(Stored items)
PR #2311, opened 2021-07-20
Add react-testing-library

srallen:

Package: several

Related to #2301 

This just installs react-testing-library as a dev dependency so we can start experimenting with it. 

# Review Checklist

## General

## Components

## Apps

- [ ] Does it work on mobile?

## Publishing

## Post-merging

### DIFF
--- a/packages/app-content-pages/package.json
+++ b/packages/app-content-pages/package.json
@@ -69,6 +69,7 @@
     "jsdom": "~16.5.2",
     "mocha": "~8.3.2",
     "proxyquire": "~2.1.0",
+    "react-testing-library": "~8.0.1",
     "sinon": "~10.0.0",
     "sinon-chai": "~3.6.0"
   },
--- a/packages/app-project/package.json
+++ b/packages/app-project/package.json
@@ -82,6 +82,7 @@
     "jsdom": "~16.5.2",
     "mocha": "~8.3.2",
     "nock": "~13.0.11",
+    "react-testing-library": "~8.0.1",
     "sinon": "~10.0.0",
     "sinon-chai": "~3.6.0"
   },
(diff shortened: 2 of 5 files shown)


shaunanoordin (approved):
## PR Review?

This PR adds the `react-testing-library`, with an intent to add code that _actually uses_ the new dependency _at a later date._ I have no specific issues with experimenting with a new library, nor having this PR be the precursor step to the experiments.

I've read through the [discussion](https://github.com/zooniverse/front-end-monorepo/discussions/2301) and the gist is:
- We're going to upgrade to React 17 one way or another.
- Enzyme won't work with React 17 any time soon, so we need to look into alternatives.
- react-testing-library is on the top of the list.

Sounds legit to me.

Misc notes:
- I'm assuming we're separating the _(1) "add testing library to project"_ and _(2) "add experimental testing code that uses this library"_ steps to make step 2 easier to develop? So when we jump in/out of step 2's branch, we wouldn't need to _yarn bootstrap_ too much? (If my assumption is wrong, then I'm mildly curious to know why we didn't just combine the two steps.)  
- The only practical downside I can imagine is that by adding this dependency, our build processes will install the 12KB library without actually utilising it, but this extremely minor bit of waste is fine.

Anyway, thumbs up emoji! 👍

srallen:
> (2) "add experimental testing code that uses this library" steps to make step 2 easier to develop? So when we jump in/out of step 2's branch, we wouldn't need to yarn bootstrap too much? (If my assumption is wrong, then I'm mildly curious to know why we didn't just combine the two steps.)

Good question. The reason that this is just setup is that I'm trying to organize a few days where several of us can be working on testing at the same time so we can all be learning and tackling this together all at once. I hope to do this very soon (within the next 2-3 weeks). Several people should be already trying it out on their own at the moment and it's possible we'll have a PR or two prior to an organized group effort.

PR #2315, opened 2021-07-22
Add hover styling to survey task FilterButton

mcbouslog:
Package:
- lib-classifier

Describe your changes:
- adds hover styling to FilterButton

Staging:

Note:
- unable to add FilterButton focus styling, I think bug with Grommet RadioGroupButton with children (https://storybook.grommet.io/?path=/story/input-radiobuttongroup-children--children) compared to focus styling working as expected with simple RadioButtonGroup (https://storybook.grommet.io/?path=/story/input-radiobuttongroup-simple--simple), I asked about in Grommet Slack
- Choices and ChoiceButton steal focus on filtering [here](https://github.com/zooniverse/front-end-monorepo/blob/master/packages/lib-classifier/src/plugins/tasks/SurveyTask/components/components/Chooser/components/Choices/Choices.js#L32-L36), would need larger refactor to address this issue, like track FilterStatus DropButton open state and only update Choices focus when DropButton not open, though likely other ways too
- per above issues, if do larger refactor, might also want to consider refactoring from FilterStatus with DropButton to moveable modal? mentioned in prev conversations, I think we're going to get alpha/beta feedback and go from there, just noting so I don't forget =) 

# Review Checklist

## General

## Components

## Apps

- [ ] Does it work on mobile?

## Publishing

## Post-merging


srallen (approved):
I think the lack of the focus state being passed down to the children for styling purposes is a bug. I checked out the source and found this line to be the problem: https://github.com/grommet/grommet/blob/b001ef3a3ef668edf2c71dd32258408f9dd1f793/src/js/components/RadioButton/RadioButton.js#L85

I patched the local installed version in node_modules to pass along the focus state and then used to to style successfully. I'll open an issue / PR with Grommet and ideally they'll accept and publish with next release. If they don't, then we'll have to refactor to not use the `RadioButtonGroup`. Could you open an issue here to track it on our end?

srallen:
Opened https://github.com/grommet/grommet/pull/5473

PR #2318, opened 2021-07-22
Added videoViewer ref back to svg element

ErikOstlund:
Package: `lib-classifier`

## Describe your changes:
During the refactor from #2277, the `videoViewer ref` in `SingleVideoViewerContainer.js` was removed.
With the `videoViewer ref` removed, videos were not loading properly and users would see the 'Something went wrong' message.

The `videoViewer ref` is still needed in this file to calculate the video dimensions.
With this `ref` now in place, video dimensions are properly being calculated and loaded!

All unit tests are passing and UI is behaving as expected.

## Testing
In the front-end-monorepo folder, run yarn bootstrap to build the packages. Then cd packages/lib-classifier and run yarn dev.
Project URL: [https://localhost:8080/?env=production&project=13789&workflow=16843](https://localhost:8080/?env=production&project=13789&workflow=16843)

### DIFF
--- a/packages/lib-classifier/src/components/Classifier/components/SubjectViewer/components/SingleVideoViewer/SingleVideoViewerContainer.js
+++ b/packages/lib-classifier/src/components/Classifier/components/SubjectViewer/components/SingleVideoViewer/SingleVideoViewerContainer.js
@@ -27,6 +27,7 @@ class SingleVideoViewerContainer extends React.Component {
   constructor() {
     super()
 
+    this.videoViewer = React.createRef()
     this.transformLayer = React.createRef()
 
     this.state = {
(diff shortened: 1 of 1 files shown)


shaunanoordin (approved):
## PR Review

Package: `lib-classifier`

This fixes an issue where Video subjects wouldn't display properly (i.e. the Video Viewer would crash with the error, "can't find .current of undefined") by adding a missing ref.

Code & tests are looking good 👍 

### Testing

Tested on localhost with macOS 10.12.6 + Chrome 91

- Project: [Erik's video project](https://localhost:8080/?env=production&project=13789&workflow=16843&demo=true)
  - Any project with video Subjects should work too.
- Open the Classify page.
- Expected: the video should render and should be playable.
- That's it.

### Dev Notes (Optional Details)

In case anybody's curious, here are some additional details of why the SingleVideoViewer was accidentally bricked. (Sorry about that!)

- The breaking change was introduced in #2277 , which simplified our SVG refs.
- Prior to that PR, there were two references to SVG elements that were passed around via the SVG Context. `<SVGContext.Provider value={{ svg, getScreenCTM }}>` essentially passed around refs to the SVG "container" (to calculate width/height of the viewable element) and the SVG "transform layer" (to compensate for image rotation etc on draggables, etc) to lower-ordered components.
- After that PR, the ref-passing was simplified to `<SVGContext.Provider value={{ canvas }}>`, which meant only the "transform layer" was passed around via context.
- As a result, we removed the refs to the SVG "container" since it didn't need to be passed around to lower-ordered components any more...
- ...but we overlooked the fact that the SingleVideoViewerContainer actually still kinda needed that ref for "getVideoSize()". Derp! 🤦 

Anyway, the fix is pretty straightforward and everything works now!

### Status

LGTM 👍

__WORK REQUIRED__
Of the lines above, extract only those from the line with "-27,6 +27,7 @@" to the line with "(diff shortened: 1 of 1 files shown)", both included, exactly as written.

__REPLY__
@@ -27,6 +27,7 @@ class SingleVideoViewerContainer extends React.Component {
   constructor() {
     super()
 
+    this.videoViewer = React.createRef()
     this.transformLayer = React.createRef()
 
     this.state = {
(diff shortened: 1 of 1 files shown)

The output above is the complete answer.